Data records:
#####

PR #4999, opened 2026-08-03
Tray Borderline 

allelimo:
## Changelog

new mode, first submission

## Mod authorship

This mod was created by:

- - [x] Claude
- - [ ] ChatGPT
- - [ ] Gemini


allelimo:
4. Initialize COM on the tray thread before calling ShellExecuteW.

gives me this error:

ld.lld: error: undefined symbol: __declspec(dllimport) _CoInitializeEx@8
>>> referenced by C:/Users/INTEGRA/AppData/Local/Temp/--07ff37.o:(__Z10TrayThreadPv@4)
clang-20: error: linker command failed with exit code 1 (use -v to see invocation)

m417z:
Per [the documentation](https://learn.microsoft.com/en-us/windows/win32/api/combaseapi/nf-combaseapi-coinitializeex), the function requires Library: `Ole32.lib`. For Windhawk, it means that you need to add `// @compilerOptions -lole32`, example:
https://github.com/ramensoftware/windhawk-mods/blob/d2e3a41d70427e4dca9113bfde4492008442a2ba/mods/modernize-folder-picker-dialog.wh.cpp#L9C1-L9C28

allelimo:
I do agree with #2 and #3, there is nothing specific to borderline, and as a generic tray launcher it is not worth it, ultimate custom tray is more powerfull. but I can't make it work with borderline.exe, the command line parameters are not passed from UCT to borderline.exe.
I needed a quick fix and I thought it could be useful to Others. and anyway I'm using this to try to understand windhawk, so if the mod is rejected it's ok, I'm learning anyway and I'll use my mod loaded locally on my computers

my first idea was to incorporate borderline code in the mod, but it is closed sourced and the original developers promised to think about making it opensource. in the meantime I don't want to reinvent the wheel, so I coded this little quick fix for my needs.

today there is the new mod "gather windows to monitor", so this mod is even useless than before. still, I'd like to have the little icon in the tray. but I understand I better keep it "private"

m417z:
> but I can't make it work with borderline.exe, the command line parameters are not passed from UCT to borderline.exe.

I think the best solution here is figure out how to make it work. Create an issue and tag the mod author.

allelimo:
> > but I can't make it work with borderline.exe, the command line parameters are not passed from UCT to borderline.exe.
> 
> I think the best solution here is figure out how to make it work. Create an issue and tag the mod author.

I'll do. 
should I close/delete this merge request? not sure how it works here

m417z:
Yes, you can close it.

#####

**Assignment:**
Both the first line of the records above and the line containing "the function requires" are to be transcribed exactly, together with every line between them, and nothing else.

**Solution for this exercise:**
PR #4999, opened 2026-08-03
Tray Borderline 

allelimo:
## Changelog

new mode, first submission

## Mod authorship

This mod was created by:

- - [x] Claude
- - [ ] ChatGPT
- - [ ] Gemini


allelimo:
4. Initialize COM on the tray thread before calling ShellExecuteW.

gives me this error:

ld.lld: error: undefined symbol: __declspec(dllimport) _CoInitializeEx@8
>>> referenced by C:/Users/INTEGRA/AppData/Local/Temp/--07ff37.o:(__Z10TrayThreadPv@4)
clang-20: error: linker command failed with exit code 1 (use -v to see invocation)

m417z:
Per [the documentation](https://learn.microsoft.com/en-us/windows/win32/api/combaseapi/nf-combaseapi-coinitializeex), the function requires Library: `Ole32.lib`. For Windhawk, it means that you need to add `// @compilerOptions -lole32`, example:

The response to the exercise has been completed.